### [WHAT THE TASK REQUIRES]
Output the entries below without any alteration.

+ + + + + + +

Issue #850, opened 2021-03-03
4D navigator problem, missing one frame


ocommowi:
On version 3.2, I have experienced a weird behavior. Load any 4D volume, and you will see that there is one less frame than you would expect in the navigator, e.g. if you have 3 3D volumes in your 4D volume, the number of frames will be 2. 

Thus there is at least one volume you will not see (for my example the middle one). The time is also not respecting the real time: all in all it seems that everything works except the count of frames is wrong

mathildemerle:
Could be linked to https://github.com/medInria/medInria-public/pull/815

Florent2305:
> Could be linked to #815

Indeed

Florent2305:
As suggested by @mathildemerle, when troubleshooting this issue we can see if it is related with https://github.com/medInria/medInria-public/issues/845

paulineMig:
By bad i totally forgot to test 4D images but i know where is the issue i will do a fix

PR #851, opened 2021-03-04
[medVtkViewItkDataImage4DInteractor]: fix wrong frameRateComputation

paulineMig:
fix https://github.com/medInria/medInria-public/issues/850

### DIFF
--- a/src/plugins/legacy/itkDataImage/interactors/medVtkViewItkDataImage4DInteractor.cpp
+++ b/src/plugins/legacy/itkDataImage/interactors/medVtkViewItkDataImage4DInteractor.cpp
@@ -122,11 +122,12 @@ void medVtkViewItkDataImage4DInteractor::setInputData(medAbstractData *data)
 
         if (SetViewInput(data, layer) )
         {
+            double frameRate = static_cast<double>(m_poConv->getNumberOfVolumes()) / static_cast<double>(m_poConv->getTotalTime());
             d->imageData->setMetaData("SequenceDuration", QString::number(m_poConv->getTotalTime()));
-            d->imageData->setMetaData("SequenceFrameRate", QString::number((double)(m_poConv->getNumberOfVolumes() -1 )/ (double)m_poConv->getTotalTime()));
+            d->imageData->setMetaData("SequenceFrameRate", QString::number(frameRate));
 
             qDebug() << "SequenceDuration" << m_poConv->getTotalTime();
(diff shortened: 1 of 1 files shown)


mathildemerle (approved):

src/plugins/legacy/itkDataImage/interactors/medVtkViewItkDataImage4DInteractor.cpp
```diff
@@ -122,11 +122,12 @@ void medVtkViewItkDataImage4DInteractor::setInputData(medAbstractData *data)
 
         if (SetViewInput(data, layer) )
         {
+            double frameRate = static_cast<double>(m_poConv->getNumberOfVolumes()) / static_cast<double>(m_poConv->getTotalTime());
```
fcollot, line 125: Just for info, there is no need to cast both operands to double. Only one is sufficient (a division involving a double results in a double).

fcollot (approved):

src/plugins/legacy/itkDataImage/interactors/medVtkViewItkDataImage4DInteractor.cpp
paulineMig: True i just did a copy paste without thinking do you want me to modify it?

fcollot: no don't worry it's just something I see often in the code so I wanted to point it out to

mjuhoor (approved):

src/plugins/legacy/itkDataImage/interactors/medVtkViewItkDataImage4DInteractor.cpp
```diff
@@ -122,11 +122,12 @@ void medVtkViewItkDataImage4DInteractor::setInputData(medAbstractData *data)
...
             d->imageData->setMetaData("SequenceDuration", QString::number(m_poConv->getTotalTime()));
-            d->imageData->setMetaData("SequenceFrameRate", QString::number((double)(m_poConv->getNumberOfVolumes() -1 )/ (double)m_poConv->getTotalTime()));
```
nebatmusic, line 126: What is the frame rate. If it is the number of volumes per unit of time, you should keep it as it was.

mathildemerle: framerate is now computed line 125 with this same computation except the "-1"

+ + + + + + +

### [OUTPUT OF THE TASK]
Issue #850, opened 2021-03-03
4D navigator problem, missing one frame


ocommowi:
On version 3.2, I have experienced a weird behavior. Load any 4D volume, and you will see that there is one less frame than you would expect in the navigator, e.g. if you have 3 3D volumes in your 4D volume, the number of frames will be 2. 

Thus there is at least one volume you will not see (for my example the middle one). The time is also not respecting the real time: all in all it seems that everything works except the count of frames is wrong

mathildemerle:
Could be linked to https://github.com/medInria/medInria-public/pull/815

Florent2305:
> Could be linked to #815

Indeed

Florent2305:
As suggested by @mathildemerle, when troubleshooting this issue we can see if it is related with https://github.com/medInria/medInria-public/issues/845

paulineMig:
By bad i totally forgot to test 4D images but i know where is the issue i will do a fix

PR #851, opened 2021-03-04
[medVtkViewItkDataImage4DInteractor]: fix wrong frameRateComputation

paulineMig:
fix https://github.com/medInria/medInria-public/issues/850

### DIFF
--- a/src/plugins/legacy/itkDataImage/interactors/medVtkViewItkDataImage4DInteractor.cpp
+++ b/src/plugins/legacy/itkDataImage/interactors/medVtkViewItkDataImage4DInteractor.cpp
@@ -122,11 +122,12 @@ void medVtkViewItkDataImage4DInteractor::setInputData(medAbstractData *data)
 
         if (SetViewInput(data, layer) )
         {
+            double frameRate = static_cast<double>(m_poConv->getNumberOfVolumes()) / static_cast<double>(m_poConv->getTotalTime());
             d->imageData->setMetaData("SequenceDuration", QString::number(m_poConv->getTotalTime()));
-            d->imageData->setMetaData("SequenceFrameRate", QString::number((double)(m_poConv->getNumberOfVolumes() -1 )/ (double)m_poConv->getTotalTime()));
+            d->imageData->setMetaData("SequenceFrameRate", QString::number(frameRate));
 
             qDebug() << "SequenceDuration" << m_poConv->getTotalTime();
(diff shortened: 1 of 1 files shown)


mathildemerle (approved):

src/plugins/legacy/itkDataImage/interactors/medVtkViewItkDataImage4DInteractor.cpp
```diff
@@ -122,11 +122,12 @@ void medVtkViewItkDataImage4DInteractor::setInputData(medAbstractData *data)
 
         if (SetViewInput(data, layer) )
         {
+            double frameRate = static_cast<double>(m_poConv->getNumberOfVolumes()) / static_cast<double>(m_poConv->getTotalTime());
```
fcollot, line 125: Just for info, there is no need to cast both operands to double. Only one is sufficient (a division involving a double results in a double).

fcollot (approved):

src/plugins/legacy/itkDataImage/interactors/medVtkViewItkDataImage4DInteractor.cpp
paulineMig: True i just did a copy paste without thinking do you want me to modify it?

fcollot: no don't worry it's just something I see often in the code so I wanted to point it out to

mjuhoor (approved):

src/plugins/legacy/itkDataImage/interactors/medVtkViewItkDataImage4DInteractor.cpp
```diff
@@ -122,11 +122,12 @@ void medVtkViewItkDataImage4DInteractor::setInputData(medAbstractData *data)
...
             d->imageData->setMetaData("SequenceDuration", QString::number(m_poConv->getTotalTime()));
-            d->imageData->setMetaData("SequenceFrameRate", QString::number((double)(m_poConv->getNumberOfVolumes() -1 )/ (double)m_poConv->getTotalTime()));
```
nebatmusic, line 126: What is the frame rate. If it is the number of volumes per unit of time, you should keep it as it was.

mathildemerle: framerate is now computed line 125 with this same computation except the "-1"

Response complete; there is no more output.